Let’s revisit our car blueprint analogy to discuss the role of mRNA.  If DNA is the blueprint for the steering wheel, and the protein is the steering wheel, mRNA is the person in the middle who reads the blueprint and builds the steering wheel.


So let’s see how this actually works.  The first step is to understand what RNA is actually made out of. DNA stands for DeoxyriboNucleic Acid and RNA stands for RiboNucleic Acid, and if they sound like they are related, you are correct. Here are the three main differences

  1. DNA is double-stranded and RNA is single stranded (see the photo here)
  2. DNA is made from A, T, C, and G and RNA uses A, (standing for uracil), C, and G
  3. In DNA, A always matches with T, whereas with RNA, A always matched with U

Because they are made up of similar components, the cell can copy the code from the DNA into the single-stranded mRNA molecule.  Also because these two molecules are related, this process is call transcription – like what you would do when copying the words in a book from one place (DNA) to another (mRNA).

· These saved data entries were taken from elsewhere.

Issue #614, opened 2020-04-09
TypeError: '<' not supported between instances of 'SimpleCookie' and 'SimpleCookie' error


TaylorChen:
My local program tried to connect a few different servers with the socket, but the local program occasionally had an error in the header, after debugging it was found to be in the special case, _cookiejar.py The function ` CookieJar.get(host)` threw back an exception。after further debugging it was found to be the following code execution exception。
`return "; ".join(filter(None, ["%s=%s" % (k, v.value) for cookie in filter(None, sorted(cookies)) for k, v in sorted(cookie.items())]))`
When this exception occurs, cookies The variable is an array with the following values：
`[<SimpleCookie: SameSite='Lax' __cfduid='df1d897a2bf34846f61b020f8fa6c22ed1586410295'>, <SimpleCookie: SameSite='Lax' __cfduid='deeca9d96b18bc5cc41c1edd92afed0a51586410295'>]`。

I'm not sure if this is a bug in the websocket library, or if it's a bug on the subscription socket server, is there any solution?

PR #662, opened 2021-02-09
Simplified cookie sorting to fix comparison problem between SimpleCookies

nielsdraaisma:
Simplified sorting of cookies by sorting by the final string representation, this fixes https://github.com/websocket-client/websocket-client/issues/614.

### DIFF
--- a/websocket/_cookiejar.py
+++ b/websocket/_cookiejar.py
@@ -48,5 +48,5 @@ class SimpleCookieJar(object):
             if host.endswith(domain) or host == domain[1:]:
                 cookies.append(self.jar.get(domain))
 
-        return "; ".join(filter(None, ["%s=%s" % (k, v.value) for cookie in filter(None, sorted(cookies)) for k, v in
-                                       sorted(cookie.items())]))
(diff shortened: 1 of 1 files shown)


engn33r:
Thanks @nielsdraaisma, this PR is on my radar. I'll look at this more closely soon, but if you have any examples that illustrate the fix that this PR provides or if you can add a bit more explanation around the problem with the existing code, it might help me get to this sooner.

nielsdraaisma:
Thanks for checking in @engn33r , i've struggled to find the except set of cookies that cause this error, but the error that ends up in our application logs contains the following:

```
 '<' not supported between instances of 'SimpleCookie' and 'SimpleCookie'
```
This PR simplifies the sorting logic and I have not seen this error since switching to the fixed version.

engn33r:
@nielsdraaisma Thanks for the PR. In order to improve the cookie unit tests to try and catch similar issues to this in the future, could you provide a (redacted) example of the cookies or cookie pattern that prompted this error? From what I see of 614, it looks like cookies with the SameSite attribute is one situation that is not currently tested by websocket/tests/test_cookiejar.py.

The mRNA is then what codes for the protein.  It does this just like you would expect any code to – using a key.  In this case, each set of 3 nucleotides codes for an amino acid.  The cells have machinery (called a ribosome) that “reads” the mRNA strand.  The combination of “ATG” always tells the ribosome to START making a protein.  It then reads the three digit code, adding the appropriate amino acids along the way, until it reads one of the three codons that tells the ribosome to STOP making protein.  At this point, the protein can fold up to make the 3D structure so it will function.  Because this process takes nucleotides and codes them into amino acids (a totally different molecule), this process is called translation.  Just like translating a book from English into French, this process translates mRNA into a protein.



Wow what a lot to take in! This process from DNA (the gene) to mRNA to protein is called the “central dogma” of molecular biology.  This process was originally described in 1956 by Francis Crick (the same guy who along with Watson discovered the structure of DNA).  Why is it called this? Probably because when it was described, they realized that this was a fundamental process for all life.  It’s also important for us to know for so many reasons.  If you know that DNA codes for RNA which codes for protein, any changes in this process can result in a protein that isn’t quite right.  What if you have change the code of the DNA?  This will change the protein!  What if you change the amount of the mRNA? You will change the amount of protein!  And what can this do?  Cause problems in your cell that cause disease!